Decided that this systems had enough work gone into it to make a project log, for others reference.

Originally it was made as a download PC (hence the name) but over time the goal has changed.

Current hardware:

Gigabyte 8IPE1000 Pro2
Intel Pentium 4 3GHz (northwood  )
1x1GB DDR400 ram (3.0-3-3-8)
ATI radeon 9250 PCI
FSP 220W PSU (i think - will verify wattage another time, but its low)
2.5" 40GB samsung IDE drive (5,400RPM 2MB)
3.5" 160GB Samsung IDE drive (7,200RPM 8MB)
Logitech Cordless mouse and keyboard set: MX3200

Initially i did some underclocking down to 2Ghz to save as much power as possible, since it was purely for downloading. Back then it had a prescott CPU (3GHz still) and the power reduction was around 25W at idle. On the northwood, it was lower at 3GHz than the prescott at 2GHz. Thats why its remaining at 3GHz now.
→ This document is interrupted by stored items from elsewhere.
Issue #1331, opened 2026-05-05
Atomic assembler


termi-official:
We should add a way to make the assemblers `assemble` call atomic if users request so. Some geometries come with topologies which are inherently bad to color.

PR #1337, opened 2026-05-18
Add extension point for custom assembly ops

termi-official:
This allows us to simply add stuff like #1331 .

The alternative design here is to add the operation as a field to the assembler struct instead of passing it into `assemble!`.

For the first tutorial I get on the branch

```julia
julia> include("src/literate-tutorials/heat_equation.jl")
  69.279 μs (20 allocations: 4.49 KiB)
Test Passed
```

and on master

```julia
julia> include("src/literate-tutorials/heat_equation.jl")
  69.420 μs (20 allocations: 4.49 KiB)
Test Passed
```

### DIFF
--- a/ext/FerriteSparseMatrixCSR.jl
+++ b/ext/FerriteSparseMatrixCSR.jl
@@ -14,8 +14,9 @@ end
         K::SparseMatrixCSR, Ke::AbstractMatrix,
         rowdofs::AbstractVector, sortedrowdofs::AbstractVector, rowpermutation::AbstractVector,
         coldofs::AbstractVector, sortedcoldofs::AbstractVector, colpermutation::AbstractVector,
-        sym::Bool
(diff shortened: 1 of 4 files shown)


KristofferC:
This may be useful, but for #1331 I think I would prefer a simple `atomic=true/false` kwarg.

termi-official:
> This may be useful, but for #1331 I think I would prefer a simple `atomic=true/false` kwarg.

I see the point. But there might also be other options users might want to apply, if e.g. the hardware does not come with support for atomics. We can try to detect this and switch between atomics and e.g. spin-locks, but not sure if it is worth the effort.

I am not too happy with the current design either, so if you have an idea for how to improve it, I am open for suggestions.

termi-official:
Superseeded by #1417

Currently the system is using 75W at idle, watching 720P anime it uses around 85W and at full CPU load (orthos) it uses 147W. no idea why anime doesnt use full wattage, as it does load the CPU highly (60-90%)

After doing those tests, i realised this beast would be more worthy of my TV for anime use, since it all looks the same on-screen between systems so now this is also my media PC 

Its connected up to the 40" HDTV via analogue (compared to the gaming system over HDMI) and also connected via analogue to my Logitech Z5500D speakers by analogue.

The system is borderline on playing 1080P media (as in it plays, but there is obvious visual lag) so i am currently testing to see what i can do with that.

Pictures of the ugly beast will come later, for now this is just up to show what can be done with an old PC, and how even a pentium 4 can save you money! (75W anime load vs 250W on the main PC)


----------



## Mussels (Jun 14, 2008)

Pic of the offensive monster.

Avarice (he lurks on here) modded the blowhole, then gave the case to me.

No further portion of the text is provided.